Рядом со мной кто-то пододвинул стул. Я содрогнулся. Каждый звук обжигал меня, как раскаленное железо. Я оглянулся. Там сидели незнакомые люди — новые соседи, которых я еще не знал. Пожилой господин с женой — мещански уравновешенные люди с круглыми спокойными глазами и жующими ртами. Но против них, вполоборота ко мне, сидела молодая девушка, по-видимому, их дочь. Мне была видна только белая тонкая шея, и над ней, как стальной шлем, синевато-черные роскошные волосы. Она сидела неподвижно, и ее оцепенение подсказало мне, что это та самая девушка, которая стояла на террасе, позади меня, и ожидала дождя, как увядающий белый цветок. Ее маленькие болезненно-хрупкие, беспокойные пальцы бесшумно играли ножом и вилкой, и окружавший ее покой действовал на меня благотворно. Она тоже не притронулась к еде и только раз быстрой и жадной рукой схватила стакан.

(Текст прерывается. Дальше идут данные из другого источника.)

PR #1061, opened 2022-09-15
Cryomarine Stuff

morrowwolf:
## About The Pull Request

Re-opening: https://github.com/cmss13-devs/cmss13/pull/905

With permission from Geeves I will be re-opening and maintaining some closed pull requests while he is on break.

## Why It's Good For The Game

"Foxtrot is a cooler name than Reserves, and exists within the actual games. The brown was a bit muddy and made it look like they didn't have a squad at all, so the brighter one resolves that.

Calling the cryomarines via the tech tree is cool, and keeps people in the game in longer games.

The tech points required to transition was too much, I've been told, so knocking it down to 5 seems fine to me."

## Changelog

:cl: Geeves
fix: The Reserves squad is now called Foxtrot. Their brown color has been brightened a bit, the radio color as well. They also no longer break the crew manifest.
add: You can now call the reserves in-game via the tech tree, it's a Tier 3 tech that costs 10 points, but increases by 5 each time it's called. The squad contains a squad leader, medics, engineers, and privates.
balance: The tech points required to go up a tier has been reduced to 5 from 15.
/:cl:


morrowwolf:
I approved all of Geeves' code in the old PR. Just need someone to look over the fix for HUDs.

code/modules/gear_presets/uscm.dm
```diff
@@ -43,6 +43,16 @@
...
 	H.hud_set_squad()
 
+	if(H.wear_l_ear)
+		if(istype(H.wear_l_ear, /obj/item/device/radio/headset/almayer/marine))
+			var/obj/item/device/radio/headset/almayer/marine/equipped_headset = H.wear_l_ear
+			equipped_headset.add_hud_tracker(H)
+	if(H.wear_r_ear)
+		if(istype(H.wear_r_ear, /obj/item/device/radio/headset/almayer/marine))
+			var/obj/item/device/radio/headset/almayer/marine/equipped_headset = H.wear_r_ear
+			equipped_headset.add_hud_tracker(H)
```
stanalbatross, line 53: you can't wear two headsets at once so for optimisation if the left one has a headset you should not check right

Wintermote:
Issue that's been noticed since testmerge, there needs to be some kind of recompensation for cryomarines immediately going back into the cryotubes after being selected as a cryomarine.

I don't know why people do it, but they roll for cryomarine, get cryomarine, and then immediately go back into the cryotube, so we're seeing less than half the cryomarines actually going back into the fight.

Cancan1203:
> Issue that's been noticed since testmerge, there needs to be some kind of recompensation for cryomarines immediately going back into the cryotubes after being selected as a cryomarine.
> 
> I don't know why people do it, but they roll for cryomarine, get cryomarine, and then immediately go back into the cryotube, so we're seeing less than half the cryomarines actually going back into the fight.

I think there needs to be a punishment for those who do this, since I believe they think its a faster way to end the round by denying cryo similar to larva suiciding but thats not really anything to do with this PR and a coding fix is probably easier than enforcing a rule like that.

ZAB909:
> I want to roll standard squad marine
> roll medic
>cryo

Its that simple

>Want to help heal people
>roll engie
>cryo

awesome

morrowwolf:
> > I want to roll standard squad marine
> > roll medic
> > cryo
> 
> Its that simple
> 
> > Want to help heal people
> > roll engie
> > cryo
> 
> awesome

These are options that can be set in your preferences regarding what you roll for in an ERT. This is no excuse.

Wintermote:
>but thats not really anything to do with this PR and a coding fix is probably easier than enforcing a rule like that.

I agree, it needs a mechanic change. I don't think relying on moderator enforcement is going to work very well.

stanalbatross (approved):

stanalbatross:
Fine for now, should make Intel more impactful and help Marines maybe turn around long xeno rolls

Costs subject to tweaking if needed

PR #1085, opened 2022-09-18
Sedative rework + Tranq gun buff

PhantomEpicness:
## About The Pull Request
Reworks sedative so it's actually consistent and works as a sedative. It also is now balanced as its consistent and uses stamina damage to incapacitate rather than sleep due to sleep causing someone to be stunned for an unpredictably long period of time.

Also buffs tranquilizer gun to use a sedative chemical as currently it is shit as seen by Warfan's UPP event on 9/17, the UPP agents were robusted because the tranq gun dealt 30 stamina damage so it didn't even knock people down on one hit and even if they mag dumped them, they would go up in less than a minute

With this rework it now is more realistic in the following ways:

- Each round injects 4u of tranquilizer, lasting no more than one minute and twenty seconds before the victim starts to awake again.
- It takes a few seconds to kick in, meaning the victim can fight back in the precious few seconds they have left.
- It has an OD, causing oxyloss, critical OD causes brain damage.
- Medical can do something about it by flushing the victim's chems. This provides more RP opportunities.

## Why It's Good For The Game
Reworks an untouched and very inefficient chemical property. Makes tranq guns actually tranquilize people

## Changelog

:cl: Totalepicness5
add: Reworked sedative chemical property. It now consistently incapacitates people. 
balance: Tranquilizer pistol now actually injects people with a sedative tranquilizer now.
/:cl:

### DIFF
--- a/code/modules/projectiles/ammo_datums.dm
+++ b/code/modules/projectiles/ammo_datums.dm
@@ -314,9 +314,15 @@
 	name = "light pistol bullet"
 
 /datum/ammo/bullet/pistol/tranq
-	name = "tranquilizer bullet"
+	name = "tranquilizer dart"
 	flags_ammo_behavior = AMMO_BALLISTIC|AMMO_IGNORE_RESIST
-	stamina_damage = 30
+	stamina_damage = 15
+	var/amount = 4
+
+/datum/ammo/bullet/pistol/tranq/on_hit_mob(mob/M, obj/item/projectile/P, mob/user) //Special effects when hitting mobs.
+	M.reagents.add_reagent("tranq", amount, , , user)
+	to_chat(M,SPAN_XENOHIGHDANGER("\The [src] injects something into you...."))
+
 
 //2020 rebalance: is supposed to counter runners and lurkers, dealing high damage to the only castes with no armor.
 //Limited by its lack of versatility and lower supply, so marines finally have an answer for flanker castes that isn't just buckshot.
--- a/code/modules/reagents/chemistry_reagents/toxin.dm
+++ b/code/modules/reagents/chemistry_reagents/toxin.dm
@@ -350,3 +350,15 @@
 	reagent_state = SOLID
 	chemclass = CHEM_CLASS_UNCOMMON
 	properties = list(PROPERTY_TOXIC = 1)
+
+/datum/reagent/toxin/traquilizer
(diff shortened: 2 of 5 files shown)


code/modules/projectiles/ammo_datums.dm
```diff
@@ -314,9 +314,15 @@
...
 /datum/ammo/bullet/pistol/tranq
-	name = "tranquilizer bullet"
+	name = "tranquilizer dart"
 	flags_ammo_behavior = AMMO_BALLISTIC|AMMO_IGNORE_RESIST
-	stamina_damage = 30
+	stamina_damage = 15
+	var/amount = 4
+
+/datum/ammo/bullet/pistol/tranq/on_hit_mob(mob/M, obj/item/projectile/P, mob/user) //Special effects when hitting mobs.
+	M.reagents.add_reagent("tranq", amount, , , user)
```
stanalbatross, line 323: use named args instead of null ones

code/modules/projectiles/ammo_datums.dm
```diff
@@ -314,9 +314,15 @@
...
+	to_chat(M,SPAN_XENOHIGHDANGER("\The [src] injects something into you...."))
```
stanalbatross, line 324: ? span_warning

code/modules/reagents/chemistry_reagents/toxin.dm
```diff
@@ -350,3 +350,15 @@
 	reagent_state = SOLID
 	chemclass = CHEM_CLASS_UNCOMMON
 	properties = list(PROPERTY_TOXIC = 1)
+
+/datum/reagent/toxin/traquilizer
+	name = "Tranquilizer"
+	id = "tranq"
+	description = "A synthetic central nervous system depressant that is designed to quickly succumb victims into unconciousness."
```
stanalbatross, line 357: > succumb victims into unconciousness

this does not make sense

stanalbatross (changes requested):

Mrrpip:
Won't it just get purged by Tricordazine anyhow?

PhantomEpicness:
> Won't it just get purged by Tricordazine anyhow?
> 
> Edit:(Meaning they can premed or purge it during the few seconds of non-KO)

I dont think purge chems are standard issue, tricord doesn't purge chems either

PR #1093, opened 2022-09-19
M39 minor rework

Mister-moon1:
## About The Pull Request
Changes the damage fall off to be that of the m41a

## Why It's Good For The Game
The m39 sees little to 0 use outside of very specific circumstances and even when it is used, it's very weak compared to the other weapons marines have at their disposal

## Changelog

:cl:
balance: Decreases m39 damage falloff
/:cl:

PR #1098, opened 2022-09-19
M39 rework the second coming

Mister-moon1:
## About The Pull Request
The M39 long awaited rework to attempt to get it to compete with the other primary weapons has arrived with quite the amount of community talk about what to do with it.

## Why It's Good For The Game
M39 in recent times has always been considered a noob trap seeing very little use outside of very specific circumstances, this PR should help it become more mainstream as a close range DPS gun

## Changelog

:cl:
balance: M39 fire delay buff
balance: M39 damage fall off buff
balance: M39 elite variant match M39 fire rate
balance: M39 mag size changed to be able to fit in pistol mag pouches
/:cl:

### DIFF
--- a/code/modules/projectiles/ammo_datums.dm
+++ b/code/modules/projectiles/ammo_datums.dm
@@ -731,7 +731,7 @@
 	effective_range_max = 4
 	penetration = ARMOR_PENETRATION_TIER_1
 	shell_speed = AMMO_SPEED_TIER_6
-	damage_falloff = DAMAGE_FALLOFF_TIER_5
+	damage_falloff = DAMAGE_FALLOFF_TIER_7
 	scatter = SCATTER_AMOUNT_TIER_6
 	accuracy = HIT_ACCURACY_TIER_3
 
--- a/code/modules/projectiles/guns/smgs.dm
+++ b/code/modules/projectiles/guns/smgs.dm
@@ -72,8 +72,8 @@
 
 /obj/item/weapon/gun/smg/m39/set_gun_config_values()
 	..()
-	fire_delay = FIRE_DELAY_TIER_SMG
-	burst_delay = FIRE_DELAY_TIER_SMG
+	fire_delay = FIRE_DELAY_TIER_10
+	burst_delay = FIRE_DELAY_TIER_10
 	burst_amount = BURST_AMOUNT_TIER_3
 	accuracy_mult = BASE_ACCURACY_MULT
 	accuracy_mult_unwielded = BASE_ACCURACY_MULT - HIT_ACCURACY_MULT_TIER_5
@@ -112,7 +112,7 @@
 
 /obj/item/weapon/gun/smg/m39/elite/set_gun_config_values()
 	..()
-	fire_delay = FIRE_DELAY_TIER_SMG
+	fire_delay = FIRE_DELAY_TIER_10
 	accuracy_mult = BASE_ACCURACY_MULT + HIT_ACCURACY_MULT_TIER_7
 	accuracy_mult_unwielded = BASE_ACCURACY_MULT
 	scatter = SCATTER_AMOUNT_TIER_9
--- a/code/modules/projectiles/magazines/smgs.dm
+++ b/code/modules/projectiles/magazines/smgs.dm
@@ -14,7 +14,7 @@
 	caliber = "10x20mm"
 	icon_state = "m39_HV"
 	max_rounds = 48
-	w_class = SIZE_MEDIUM
+	w_class = SIZE_SMALL
 	gun_type = /obj/item/weapon/gun/smg/m39
 	default_ammo = /datum/ammo/bullet/smg/m39
 


Mister-moon1:
PR will remain a draft until Nanu has reviewed it

kiVts:
oh god the reowkr oh god in dyinf hepa

Mirvra:
Two things:

1, Personally I feel like the M39 is more of a large sidearm to be used by Medics or Engineers, why does it need to be a Primary and compete with the MUCH larger weapons? The only marines I could see lore-wise using M39 as a Primary are basically hot drop marines, or some kind of ODST equivalent. PMC's have the upgraded version because they're not quite as front-line combat intended (outside of the heavy SG).

2, Please be careful not to bring the M39's power level back to where it was ages ago... where it would let you run full speed while firing, straight up deleting xenos without any effort.

Wintermote:
Should pick some sort of niche you want the gun to fill, and then adjust stats towards that, rather than just adjusting stats and seeing where it ends up..

Mister-moon1:
Do note that the actual damage of the m39 has not been touched and the DPS increase from fire rate is only around +18%, also ive tested it, even with stock the accuracy still isnt great and you will miss a majority of shots unless you touch skin

At ranges the m4 should outclass it in every scenario, but where the m39 can shine is close range DPS

Faunenschnitt:
Despite the M39 might no be sufficient right now for your needs, it was often too strong after buffing it and I think we should rather reduce the damage of other weapons then keep buffing all weapons to the current best ones (power creep).

History of buffing M39 since end of 2021

https://github.com/cmss13-devs/cmss13/commit/bc2fc6c38c6bc5c48c85e531dc01e484bc888f9e

https://github.com/cmss13-devs/cmss13/commit/c3d8209727e0a256d54c1168ca04a723f29cc3a7

(e.g. It went from damage_falloff = DAMAGE_FALLOFF_TIER_1 (december 21) to DAMAGE_FALLOFF_TIER_7 (this PR))

(Also I do not thing that the next buff attempt should be made immediately after having the last one closed in a single day
At least reference it: https://github.com/cmss13-devs/cmss13/pull/1093)

Mister-moon1:
The community has talked about it for quite the amount of hours and we agreed that this was the best course of action for the m39, also it will still be better to pick an m41a over an m39 for versatility and mid range combat, just that the m39 has been decided on being for close range dps

One of the other things other people agreed on though is that guns should not be nerfed to make others look better

MusselMain:
> Two things:
> 
> 1, Personally I feel like the M39 is more of a large sidearm to be used by Medics or Engineers, why does it need to be a Primary and compete with the MUCH larger weapons? The only marines I could see lore-wise using M39 as a Primary are basically hot drop marines, or some kind of ODST equivalent. PMC's have the upgraded version because they're not quite as front-line combat intended (outside of the heavy SG).
> 
> 2, Please be careful not to bring the M39's power level back to where it was ages ago... where it would let you run full speed while firing, straight up deleting xenos without any effort.

The issue is that currently it's actually worse than most sidearms in a gunfight, with the only advantage being firerate, (I once was a PMC and got attacked by a disgruntled SO armed with a M4A3, I BARELY beat him, despite wearing armor, and having a SMG that's SUPPOSED to be good at close range, and despite having the XO help me put the rogue SO down, which is clearly a issue).

As a SMG it's supposed to be at least decent in close range, but in it's current state, every single primary the standard USCM PFC starts with is not only better that the SMG in the area it's supposed to accel at, but it also fill their own areas they were designed for, meaning the SMG has almost no purpose aside from being easier to run around with, and even then, scouts nowadays realize that the Shotgun is way better at that job, as it won't miss half as often at 3 tiles.

MusselMain:
> Do note that the actual damage of the m39 has not been touched and the DPS increase from fire rate is only around +18%, also ive tested it, even with stock the accuracy still isnt great and you will miss a majority of shots unless you touch skin
> 
> At ranges the m4 should outclass it in every scenario, but where the m39 can shine is close range DPS

I agree, I personally think that the M39 shouldn't be missing half of it's 48 round magazines at 3 tiles, (as I literally had a easy fight where I had significant advantages, and barely won said gunfight because the M39 missed 20-25 rounds at 2 to 3 tiles) but I also think it shouldn't be anywhere near as versatile as the M41A, the only thing that needs improving is the M39's performance at close range, because if a weapon designed specifically for close quarters combat, is actually worse at that job than almost all of the standard PFC's other primary options, you know it's a major issue (For example: it wouldn't make sense for the M44 to do less damage than it's faster sidearm counterparts, as that would eliminate it's niche/role).

Mister-moon1:
If its so good, why does noone use it? Also other guns are in a good point balance wise right now, even if the accuracy is good with a fully optimised m39 its still a peashooter compared to other guns

LoJoFan:
> If its so good, why does noone use it? Also other guns are in a good point balance wise right now, even if the accuracy is good with a fully optimised m39 its still a peashooter compared to other guns

Because they are afraid to experiment.

Here are some things that might work for you : 

- Use the optimal attachments to reduce scatter and increase accuracy (I'm not going to help you here. Look at the wiki)
- Use the burst fire mode
- Move optimally and choose your engagements wisely

I've used it a fair share and I can safely say that the M39 in its current state is fine. As long as you stay within 4 tiles of whatever you're fighting, you are going to shred them.

Chainsawicus:
> If its so good, why does noone use it? Also other guns are in a good point balance wise right now, even if the accuracy is good with a fully optimised m39 its still a peashooter compared to other guns

Symptom of a community that refuses to accept when nerfs are necessary, ever since it got nerfed down from being ludicrously overpowered people have been adamant that it's useless because their toy got touched. In its current state it serves as a close quarters AP weapon that does more DPS than the m41 whilst having zero slowdown, allowing you to dodge around and move quickly through tight spots.

The gun's perfectly fine as is and needs nothing more. If all your shots are missing, stop using it like an m41/l42 and get closer, and if that doesn't work, aim better, because it won't be missing within 4 tiles.

Nanu308:
I'll be honest, I've reviewed this and the ideasguys thread and i do not really agree with most inputs made other than that pistols are indeed strong and should recieve a nerf.

Besides that, i believe the M39 is fine in it's current spot.

PR #1102, opened 2022-09-20
Anti pred slime

Joelampost:
## About The Pull Request
-stops preds form changing their SD size mid SD (this only works if someone tries to change it from small to big)
-reduces the amount of health gained from the first step of the medicomp by 10 and gave plus 5 to the following steps 
-stops preds stacking multiple mtend wound surgeries  

## Why It's Good For The Game
less slime good

## Changelog

/:cl: Joe lampost
fix: stops preds form changing their SD size mid SD (this only works if someone tries to change it from small to big)
fix: reduces the amount of health gained from the first step of the medicomp by 10 and gave plus 5 to the following steps 
fix stops preds stacking multiple mtend wound surgeries  
/:cl:

### DIFF
--- a/code/modules/cm_preds/yaut_bracers.dm
+++ b/code/modules/cm_preds/yaut_bracers.dm
@@ -623,7 +623,7 @@
 
 	exploding = 1
 	var/turf/T = get_turf(src)
-	if(explosion_type == 0 && victim.stat == CONSCIOUS && is_ground_level(T.z))
+	if(explosion_type == SD_TYPE_SMALL && victim.stat == CONSCIOUS && is_ground_level(T.z))
 		playsound(src, 'sound/voice/pred_deathlaugh.ogg', 100, 0, 17, status = 0)
 
 	playsound(src, 'sound/effects/pred_countdown.ogg', 100, 0, 17, status = 0)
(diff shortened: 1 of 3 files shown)


code/modules/cm_preds/yaut_bracers.dm
```diff
@@ -643,12 +643,17 @@
 	set category = "Yautja.Misc"
 	set src in usr
 
+	if(explosion_type == 1 && exploding)
```
stanalbatross, line 646: why the fuck are these integers make them defines

stanalbatross (changes requested):

code/modules/cm_preds/yaut_bracers.dm
```diff
@@ -643,12 +648,17 @@
...
 
+	if(explosion_type == SD_TYPE_BIG && exploding)
+		to_chat(usr, SPAN_WARNING("Why would you want to do this?"))
+		return
+
 	if(alert("Which explosion type do you want?","Explosive Bracers", "Small", "Big") == "Big")
 		explosion_type = 0
 		log_attack("[key_name_admin(usr)] has changed their Self Destruct to Large")
 	else
 		explosion_type = 1
```
stanalbatross, line 659: lampost when I make you add in defines you know you have to add it for the entire thing right?

stanalbatross (changes requested):
also there is no code in here that stops stacking surgeries

Joelampost:
> also there is no code in here that stops stacking surgeries

it only works if you target chest now so it kinda does

stanalbatross (changes requested):

stanalbatross (changes requested):
you have fucked up

previously 0 was BIG and 1 was SMALL

swap the numbers and change every define you changed

PR #1110, opened 2022-09-22
greenfire tweaks without bad rebase

stanalbatross:
## About The Pull Request
Try 3 on green fire rebalance. A significant amount of flame-related code was refactored by Geeves and myself. The slowdown intensity has been reduced from the slowdown multiplier value of 3 to the multiplier value of 1. The code refactor includes an exception for normally fire-immune xenomorphs too, so they are no longer affected by the greenfire's effects.

## Why It's Good For The Game
The rebalanced greenfire will allow xenomorphs to still be seriously punished for walking on greenfire without almost instantly game-ending them. Escape will still be difficult, but no longer borderline impossible. Fire-immune xenos having their immunity properly apply to greenfire as well ensures that their roles in a combat situation are not unduly infringed upon, as queens and ravagers (as is any xeno caste without a pounce/leap/dash ability tbh, but slow T3s especially so) were the most vulnerable to getting flamed.
Also, code refactors will help improve server performance and possibly help prevent server crashes and code instability. More atom proccalls and bitflags, less for() loops and if statements.

## Changelog

:cl: Geeves, 50RemAndCounting, Stan_Albatross
balance: Type-B fire/greenfire now no longer affects fire-immune xenomorphs. Greenfire slowdown effect has been reduced.
refactor: refactored flamer fire handling code.
balance: floor acid is now twice as effective at extinguishing greenfire
/:cl:


JohnDoe50974:
Cool

DylonBR:
Pyro back to being just a retreat and siege delayer spec

usnpeepoo:
Finally

Wintermote:
> Pyro back to being just a retreat and siege delayer spec

Pyro's blue fire is still dangerous. It's red and green flame that's sucked for years now. Applying a slow was a step in the right direction, but it's still the case that damage output is so low xenos will literally walk through fire and set themselves on fire, just to kill/grab/drag people

Fire doesn't work to suppress movement if xenos are not appreciably punished for moving through fire tiles

Paperbell:
thank you nanu for unprofanity

Mirvra:
Hey Stan, ''(as is any xeno caste without a pounce/leap/dash ability tbh, but slow T3s especially so)'' Are xenos immune to fire while leaping/dashing? Because I could've sworn they instantly get applied damage from every single fire tile they cross while jumping over it... Or is it only certain abilities that avoids the fire proc?

I'm just asking because I know I've died instantly to green fire in the past by trying to dash through it as Vanguard, but I haven't tried it on other xenos so am unsure if this is a feature we have? Or a possible bug if we're supposed to be immune?

Geevies:
greenfire tweaks without fucked up rebase

PR #2984, opened 2023-03-31
Fixes preds not having their bones broken, rebalances it as well.

DecemberIsHere:
# About the pull request

Preds have had their bones unbreakable since march of 2021, due to a change in limbs.dm code regarding bonebreak invulnerability chances during tech webs. This PR fixes the longstanding bug, but also rebalances it due to the major concerns of extremely easy bone breaks which were a common thing in the past.

Bug, similar to preds hard crit bug. This does not necessarily gimp pred fights versus humans, and its likely that a pred would be slowed due to pain/blood loss within the damage necessary to accrue a bone break. Preds also have bones, and although they're a stronger species are not immune to bone breaks. Medicomp currently fixes bone breaks, and thwei allows for autoheal within a set amount of time. Overall, nothing will really change aside from preds being able to break their bones again.

Tested on a private server with multiple ammo types/common marine loadouts along with xenos. Works as intended.

# Changelog

:cl: Usnpeepoo
fix: Preds are able to break their bones again
balance: Pred bones have their minimum damage to break requirements balanced.
/:cl:

### DIFF
--- a/code/modules/organs/limbs.dm
+++ b/code/modules/organs/limbs.dm
@@ -1064,7 +1064,7 @@ treat_grafted var tells it to apply to grafted but unsalved wounds, for burn kit
 
 	//stops division by zero
 	if(owner.chem_effect_flags & CHEM_EFFECT_RESIST_FRACTURE)
-		bonebreak_probability = 100
+		bonebreak_probability = 0
 
 	//If you have this special flag you are exempt from the endurance bone break check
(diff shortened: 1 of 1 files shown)


harryob (approved):
code fine needs bälance

morrowwolf:
TM'd not stale.

morrowwolf (approved):
Seems to do fine. Complaints minimal. Council happy. All systems nominal.

PR #2986, opened 2023-03-31
view refactor

harryob:
datumises view because datums are cool and stupid number strings are not cool


blackcrystall:
Make animate for view, use proc animate(
and blur idea - make it focus on the pixel where you point the mouse, and all other objects are blurred

PR #2999, opened 2023-04-01
"Bottomless Magazine" variable

BeagleGaming1:
# About the pull request

Adds a var for a bottomless magazine to guns, sentry's, and vehicle hardpoints.
As long as the magazine has at least 1 bullet, it'll keep firing that type of bullet.

More funny vars to grief with

# Changelog

:cl:
admin: Adds a variable for a "bottomless mag" for guns
/:cl:

### DIFF
--- a/code/modules/defenses/defenses.dm
+++ b/code/modules/defenses/defenses.dm
@@ -22,6 +22,7 @@
 	var/locked = FALSE
 	var/composite_icon = TRUE
 	var/display_additional_stats = FALSE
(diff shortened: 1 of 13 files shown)


Segrain:
Do we _really_ need an entire variable on every gun, checked every single time a gun is fired, on the off chance once in a blue moon somebody will want to make a fancy event about it? Varediting `current_rounds` to arbitrarily high number emulates an infinite magazine probably well enough for any practical purpose.

harryob (changes requested):
segrain’s correct, this can be a trait instead

PR #3049, opened 2023-04-11
Prosthetic limbs can now be de-calibrated where normal bones would break.

NewyearnewmeUwu:
# About the pull request
If a robotic limb takes enough damage to cause a fracture, it will now 'de-calibrate' and require calibration again.

Synths are immune to this. I also made it so that replacing a synth's limb makes it into a 'synthskin' limb, rendering the new limb immune to breaking like this.

Adds more complexity to the game by adding a downside to robotic limbs (that being that they can break). This is also good practice for doctors.

<details>

</details>

# Changelog

:cl:
balance: Prosthetics can now be decalibrated by damage where normal limbs would break.
/:cl:

### DIFF
--- a/code/modules/organs/limbs.dm
+++ b/code/modules/organs/limbs.dm
@@ -280,7 +280,7 @@
 	if(!is_ff && take_damage_organ_damage(brute, sharp))
 		brute /= 2
 
-	if(CONFIG_GET(flag/bones_can_break) && !(status & (LIMB_ROBOT|LIMB_SYNTHSKIN)))
+	if(CONFIG_GET(flag/bones_can_break) && !(status & (LIMB_SYNTHSKIN)))
 		take_damage_bone_break(brute)
 
 	if(status & LIMB_BROKEN && prob(40) && brute > 10)
@@ -1055,7 +1055,7 @@ treat_grafted var tells it to apply to grafted but unsalved wounds, for burn kit
 			return FALSE
 
 /obj/limb/proc/fracture(bonebreak_probability)
-	if(status & (LIMB_BROKEN|LIMB_DESTROYED|LIMB_ROBOT|LIMB_SYNTHSKIN))
+	if(status & (LIMB_BROKEN|LIMB_DESTROYED|LIMB_UNCALIBRATED_PROSTHETIC|LIMB_SYNTHSKIN))
 		if (knitting_time != -1)
 			knitting_time = -1
 			to_chat(owner, SPAN_WARNING("You feel your [display_name] stop knitting together as it absorbs damage!"))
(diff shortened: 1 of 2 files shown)


code/modules/organs/limbs.dm
```diff
@@ -1083,17 +1083,30 @@ treat_grafted var tells it to apply to grafted but unsalved wounds, for burn kit
...
-			SPAN_WARNING("You hear a loud cracking sound coming from [owner]!"),
-			SPAN_HIGHDANGER("Something feels like it shattered in your [display_name]!"),
-			SPAN_HIGHDANGER("You hear a sickening crack!"))
-		playsound(owner, "bone_break", 45, TRUE)
+		if(status & (LIMB_ROBOT))
+			owner.visible_message(\
+				SPAN_WARNING("You see sparks coming from [owner]'s [display_name]!"),
+				SPAN_HIGHDANGER("Something feels like it broke in your [display_name] as it spits out sparks!"),
+				SPAN_HIGHDANGER("You hear electrical sparking!"))
+			var/datum/effect_system/spark_spread/spark_system = new /datum/effect_system/spark_spread()
```
harryob, line 1091:
```suggestion
			var/datum/effect_system/spark_spread/spark_system = new()
```

code/modules/organs/limbs.dm
```diff
@@ -1083,17 +1083,30 @@ treat_grafted var tells it to apply to grafted but unsalved wounds, for burn kit
...
+				SPAN_HIGHDANGER("Something feels like it shattered in your [display_name]!"),
+				SPAN_HIGHDANGER("You hear a sickening crack!"))
+			playsound(owner, "bone_break", 45, TRUE)
 		start_processing()
-
-		status |= LIMB_BROKEN
-		owner.pain.apply_pain(PAIN_BONE_BREAK)
-		broken_description = pick("broken","fracture","hairline fracture")
-		perma_injury = min_broken_damage
+		if(status & (LIMB_ROBOT))
```
harryob, line 1103:
```suggestion
		if(status & LIMB_ROBOT)
```

harryob (changes requested):

Diegoflores31:
dont robotic limbs already "break" after receiving 10 damage ? also this could potentially break Repairing Trait .

NewyearnewmeUwu:
It still repairs, but it won't recalibrate it.

morrowwolf (changes requested):
Having a non-functional arm should also disable the hand. Same deal with leg/feet.

A new surgery at level 1 (so corpsman can do it) will need to be made for just calibrating a limb as they currently cannot do it.

PR #3069, opened 2023-04-14
overhauls logging

harryob:
round id for logs and stuff

:cl:
server: GLOB.round_id is now available for an incrementing id of rounds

И по этому порывистому движению я радостно угадал, что и она охвачена мировой лихорадкой, и мой взор дружелюбно и растроганно коснулся ее шеи. Итак, я нашел человека, одного-единственного среди всей этой толпы, который не оторван окончательно от природы, который причастен к мировому пожару, и мне захотелось подать ей весть о нашем братстве. Мне хотелось крикнуть ей: «Почувствуй меня! Почувствуй меня! Я тоже горю, я тоже страдаю! Услышь меня, услышь!» Я окружил ее магнетическим пламенем желания. Я впился взором в ее спину, издали ласкал ее волосы, я звал ее губами, мысленно прижимал ее к себе, не сводил с нее глаз, устремив на нее весь свой лихорадочный жар в надежде найти в ней дружеский отклик. Но она не обернулась. Она оставалась неподвижной, как статуя, холодная и чужая. Никто не хотел мне помочь. Даже она не услышала меня. И в ней я не нашел отражения мировой муки. Я сгорал один.
Я был не в силах далее выносить эту гнетущую, захватившую все духоту. Запах теплых блюд, жирных и приторных, мучил меня, каждый шорох действовал мне на нервы. Кровь бурлила во мне, я был близок к обмороку. Все слилось во мне в безысходное томление по прохладе и простору, и эта тупая близость людей давила меня. Рядом со мной было окно. Я широко распахнул его. И странно: опять все было окутано тайной, и беспокойные вспышки в моей крови растворялись в безграничности ночного неба. Светло-желтым пятном сияла луна, как воспаленный глаз в красном кольце дыма, и над полями призрачно бродил бледный туман. Лихорадочно трещали сверчки, будто металлические струны были протянуты в воздухе, распространяя пронзительный звон. Иногда тихо и бессмысленно раздавался крик жабы; лаяли и громко выли собаки; где-то вдали ревели звери, и я вспомнил, что в такие ночи лихорадка отравляет молоко у коров.